We have an installation, where NSD (version 4.1.19) acts as a hidden master for the public DNS servers. NSD has only one large zone configured and the zone is periodically signed every 20 minutes and after each re-signing, "nsd-control reload <zone>" is given so that the NSD process reloads the new zone from the zonefile and notifies the slaves. However, we noticed that the database memory usage increases after every reload, finally resulting in memory allocation failure. We stat the memory usage by running "nsd-control stats_noreset" every minute and in the graph [1] one can see the increase in size.db.mem after each reload. We don't see similar behaviour with for example xfrd process memory usage.
We have worked around the issue by restarting the NSD process periodically, but do you have any ideas about the possible root cause and a more long term solution?
This is certainly a problem, and I'm sure the developers will be happy
to investigate it with you.
However, I'd like to suggest that you don't use the database mode. If
you set:
database: ""
in your nsd.conf, then nsd will load the zone from the zonefile into
RAM, and won't bother compiling the nsd.db file. You don't really gain
anything with the database file, and I've been advocating for the
database mode to be dropped completely in future versions of nsd.
By the way, if you or the developers find the problem, please do let us
know here, because I'm also curious about it.
Actually I forgot to mention it in my first message, but we do have set the database to empty value in configuration.
For us restarting NSD every now and then is not a very big problem, as this instance is only a hidden master, but naturally a more elegant solution would be very welcome.
It is a memory leak, thank you for the report! Fixed it, code is copied
below and in the code repository. It happens when unknown RR formatted
RRs are read from zonefile.
It is a memory leak, thank you for the report! Fixed it, code is copied
below and in the code repository. It happens when unknown RR formatted
RRs are read from zonefile.
Hi Wouter, thanks for the quick fix!
So Antti, which unusual RRs do you have in your zone?
That's something I also wonder, as the zone in question contains only very usual RRs, mainly delegation NS records. There are quite a lot of IDN names but that should probably be business as usual.
I will try to look at the zone contents if I find anything. Wouter, anything particular in mind that I should be searching for?
RRs printed in the \#length hexadecimals format cause the problem that I
found. Regardless if the type was known to NSD, it was the text
formatting in the parser that leaked.
If the problem is still there (after using patch?) then it maybe
possible to reproduce with (a smaller subset of) the zone?
It is a memory leak, thank you for the report! Fixed it, code is copied
below and in the code repository. It happens when unknown RR formatted
RRs are read from zonefile.
Hi Wouter, thanks for the quick fix!
So Antti, which unusual RRs do you have in your zone?

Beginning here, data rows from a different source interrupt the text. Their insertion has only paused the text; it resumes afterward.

PR #3116, opened 2026-08-08
feat(registry): add five video primitives

miguel-heygen:
## What

Five video primitives in one PR. Supersedes #3108, #3109, #3110, #3112 and #3113, which are closed in favour of this.

| Block | What it is |
| --- | --- |
| `cosmic-orb` | A nebula sphere behind a refracting glass limb |
| `gallery-tunnel` | A corridor of panels flying toward camera |
| `lt-neon-border` | Two arcs of light travelling a rounded panel, snapping corner to corner |
| `weight-wave` | A crest of thickness moving along a headline |
| `halftone-field` | A dot grid tracking a flowing noise field |

19 files, +3104/-235.

## Why these five

Chosen against the catalog's gaps rather than by what was cheapest to build. We are thick in passes, wipes, kinetic type, lower thirds and captions, and thin in hero objects, depth and texture.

That's something I also wonder, as the zone in question contains only very usual
RRs, mainly delegation NS records. There are quite a lot of IDN names but that
should probably be business as usual.
I will try to look at the zone contents if I find anything. Wouter, anything
particular in mind that I should be searching for?
RRs printed in the \#length hexadecimals format cause the problem that I
found. Regardless if the type was known to NSD, it was the text
formatting in the parser that leaked.
If the problem is still there (after using patch?) then it maybe
possible to reproduce with (a smaller subset of) the zone?
We rebuilt the package with the patch and unfortunately it seems that the memory usage still increases after each reload like it did before the patch. We'll try to debug this further.
Found the issue and fixed it in the code repository (with offlist
debug). It was NSEC3 processing and previously I fixed an NSEC signed zone.